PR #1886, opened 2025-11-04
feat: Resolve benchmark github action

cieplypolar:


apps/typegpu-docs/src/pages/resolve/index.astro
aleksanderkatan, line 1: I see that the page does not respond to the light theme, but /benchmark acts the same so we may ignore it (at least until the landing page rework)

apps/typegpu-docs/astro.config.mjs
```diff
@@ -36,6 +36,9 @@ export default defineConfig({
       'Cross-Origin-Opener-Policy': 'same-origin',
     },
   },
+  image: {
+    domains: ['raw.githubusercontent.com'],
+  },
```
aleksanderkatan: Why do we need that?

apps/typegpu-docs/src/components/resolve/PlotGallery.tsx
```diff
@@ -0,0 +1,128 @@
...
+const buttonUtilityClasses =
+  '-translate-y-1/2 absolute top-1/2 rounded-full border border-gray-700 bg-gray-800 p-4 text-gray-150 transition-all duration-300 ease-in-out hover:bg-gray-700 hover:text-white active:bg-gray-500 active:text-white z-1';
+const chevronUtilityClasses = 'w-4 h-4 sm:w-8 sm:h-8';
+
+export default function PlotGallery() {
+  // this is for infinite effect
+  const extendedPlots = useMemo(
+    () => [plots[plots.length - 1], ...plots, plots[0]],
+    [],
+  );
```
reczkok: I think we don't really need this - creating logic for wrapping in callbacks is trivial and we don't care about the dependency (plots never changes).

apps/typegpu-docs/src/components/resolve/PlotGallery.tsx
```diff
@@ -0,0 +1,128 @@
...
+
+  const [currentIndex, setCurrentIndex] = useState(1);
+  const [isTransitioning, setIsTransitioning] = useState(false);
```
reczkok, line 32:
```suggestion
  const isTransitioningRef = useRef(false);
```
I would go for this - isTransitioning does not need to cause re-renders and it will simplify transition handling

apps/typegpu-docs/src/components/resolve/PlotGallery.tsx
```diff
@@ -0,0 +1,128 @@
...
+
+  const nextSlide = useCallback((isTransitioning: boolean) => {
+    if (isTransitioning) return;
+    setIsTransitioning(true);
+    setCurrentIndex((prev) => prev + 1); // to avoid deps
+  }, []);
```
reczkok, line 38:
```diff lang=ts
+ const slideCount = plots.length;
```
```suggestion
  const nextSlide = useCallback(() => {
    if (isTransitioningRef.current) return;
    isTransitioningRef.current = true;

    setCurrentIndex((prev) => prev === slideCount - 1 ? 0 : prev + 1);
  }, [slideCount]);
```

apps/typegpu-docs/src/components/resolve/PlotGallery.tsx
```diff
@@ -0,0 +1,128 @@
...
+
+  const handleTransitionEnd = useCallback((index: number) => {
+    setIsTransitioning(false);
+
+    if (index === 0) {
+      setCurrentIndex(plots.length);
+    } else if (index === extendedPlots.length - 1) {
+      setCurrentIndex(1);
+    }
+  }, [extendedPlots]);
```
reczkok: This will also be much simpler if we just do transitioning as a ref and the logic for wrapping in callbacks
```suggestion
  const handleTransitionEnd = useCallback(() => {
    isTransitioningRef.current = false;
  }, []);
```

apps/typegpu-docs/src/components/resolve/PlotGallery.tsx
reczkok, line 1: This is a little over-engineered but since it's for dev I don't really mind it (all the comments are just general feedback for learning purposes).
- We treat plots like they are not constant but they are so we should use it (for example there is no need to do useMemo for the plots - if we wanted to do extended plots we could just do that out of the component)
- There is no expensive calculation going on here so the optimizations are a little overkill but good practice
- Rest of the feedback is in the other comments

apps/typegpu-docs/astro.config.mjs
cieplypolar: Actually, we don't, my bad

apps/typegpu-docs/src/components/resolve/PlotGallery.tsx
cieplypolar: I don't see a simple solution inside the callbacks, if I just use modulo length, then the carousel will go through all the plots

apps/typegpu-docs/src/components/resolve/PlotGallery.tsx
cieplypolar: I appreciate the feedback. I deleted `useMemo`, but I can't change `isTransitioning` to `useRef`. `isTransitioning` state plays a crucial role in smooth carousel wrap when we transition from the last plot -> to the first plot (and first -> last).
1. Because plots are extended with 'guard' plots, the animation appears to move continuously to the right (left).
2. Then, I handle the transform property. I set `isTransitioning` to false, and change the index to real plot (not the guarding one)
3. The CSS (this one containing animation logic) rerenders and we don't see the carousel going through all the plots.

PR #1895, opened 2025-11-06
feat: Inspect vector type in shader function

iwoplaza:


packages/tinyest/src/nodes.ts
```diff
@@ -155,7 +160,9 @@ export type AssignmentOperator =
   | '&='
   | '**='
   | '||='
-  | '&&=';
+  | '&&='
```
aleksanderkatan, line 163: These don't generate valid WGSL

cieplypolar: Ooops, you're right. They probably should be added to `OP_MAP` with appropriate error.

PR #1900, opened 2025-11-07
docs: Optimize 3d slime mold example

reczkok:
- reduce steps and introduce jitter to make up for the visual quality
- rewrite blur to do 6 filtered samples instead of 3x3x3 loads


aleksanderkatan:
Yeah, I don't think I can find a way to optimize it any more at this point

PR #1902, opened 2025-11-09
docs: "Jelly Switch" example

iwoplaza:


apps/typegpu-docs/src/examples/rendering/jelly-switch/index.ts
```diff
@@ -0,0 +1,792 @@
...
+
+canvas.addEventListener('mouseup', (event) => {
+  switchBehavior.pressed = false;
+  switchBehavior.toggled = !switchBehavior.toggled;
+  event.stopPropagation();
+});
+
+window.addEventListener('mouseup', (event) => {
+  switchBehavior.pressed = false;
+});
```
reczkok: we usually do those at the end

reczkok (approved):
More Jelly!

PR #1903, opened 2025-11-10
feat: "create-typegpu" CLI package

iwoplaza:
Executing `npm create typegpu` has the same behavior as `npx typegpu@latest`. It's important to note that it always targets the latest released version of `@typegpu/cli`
──────
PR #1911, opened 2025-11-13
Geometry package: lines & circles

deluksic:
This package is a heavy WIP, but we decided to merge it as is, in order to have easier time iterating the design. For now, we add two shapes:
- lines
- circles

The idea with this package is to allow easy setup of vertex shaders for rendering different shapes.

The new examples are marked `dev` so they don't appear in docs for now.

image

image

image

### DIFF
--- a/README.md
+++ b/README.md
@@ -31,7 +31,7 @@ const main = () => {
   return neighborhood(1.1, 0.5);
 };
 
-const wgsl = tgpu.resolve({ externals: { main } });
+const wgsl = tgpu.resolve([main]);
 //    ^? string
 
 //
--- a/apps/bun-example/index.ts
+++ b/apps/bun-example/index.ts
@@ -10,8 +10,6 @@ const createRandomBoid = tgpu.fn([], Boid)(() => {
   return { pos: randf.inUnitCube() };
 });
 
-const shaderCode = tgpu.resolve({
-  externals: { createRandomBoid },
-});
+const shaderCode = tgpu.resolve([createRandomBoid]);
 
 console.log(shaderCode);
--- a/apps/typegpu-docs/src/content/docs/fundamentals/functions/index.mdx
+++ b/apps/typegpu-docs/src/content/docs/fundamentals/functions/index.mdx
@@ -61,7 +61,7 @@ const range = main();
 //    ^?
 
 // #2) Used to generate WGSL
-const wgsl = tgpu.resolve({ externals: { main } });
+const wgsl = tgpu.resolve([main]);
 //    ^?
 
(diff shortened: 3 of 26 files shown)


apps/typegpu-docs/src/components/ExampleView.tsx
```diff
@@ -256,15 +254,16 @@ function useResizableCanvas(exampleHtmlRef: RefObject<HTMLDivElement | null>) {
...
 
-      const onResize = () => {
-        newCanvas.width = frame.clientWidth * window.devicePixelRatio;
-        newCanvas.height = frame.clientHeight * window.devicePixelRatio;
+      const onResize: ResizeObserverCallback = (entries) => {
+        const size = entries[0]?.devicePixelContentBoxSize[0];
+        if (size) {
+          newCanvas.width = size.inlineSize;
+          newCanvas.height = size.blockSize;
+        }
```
──────
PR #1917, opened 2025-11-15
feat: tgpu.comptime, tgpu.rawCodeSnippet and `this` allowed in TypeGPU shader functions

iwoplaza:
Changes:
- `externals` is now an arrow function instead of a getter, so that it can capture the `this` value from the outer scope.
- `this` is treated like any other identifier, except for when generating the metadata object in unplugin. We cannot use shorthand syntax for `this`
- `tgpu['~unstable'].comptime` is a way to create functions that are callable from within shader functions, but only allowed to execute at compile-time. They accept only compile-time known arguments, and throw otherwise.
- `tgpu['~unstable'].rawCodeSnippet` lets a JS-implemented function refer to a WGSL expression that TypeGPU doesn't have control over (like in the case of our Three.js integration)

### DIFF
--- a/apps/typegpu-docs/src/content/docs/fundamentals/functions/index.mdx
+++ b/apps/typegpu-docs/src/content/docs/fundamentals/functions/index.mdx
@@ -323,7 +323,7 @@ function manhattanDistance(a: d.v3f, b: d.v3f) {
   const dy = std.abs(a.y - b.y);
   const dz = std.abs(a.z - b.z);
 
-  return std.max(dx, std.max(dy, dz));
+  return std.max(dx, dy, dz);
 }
──────
Using the data above, copy each line that contains "export".

• REPLY:
@@ -36,6 +36,9 @@ export default defineConfig({
+export default function PlotGallery() {
@@ -155,7 +160,9 @@ export type AssignmentOperator =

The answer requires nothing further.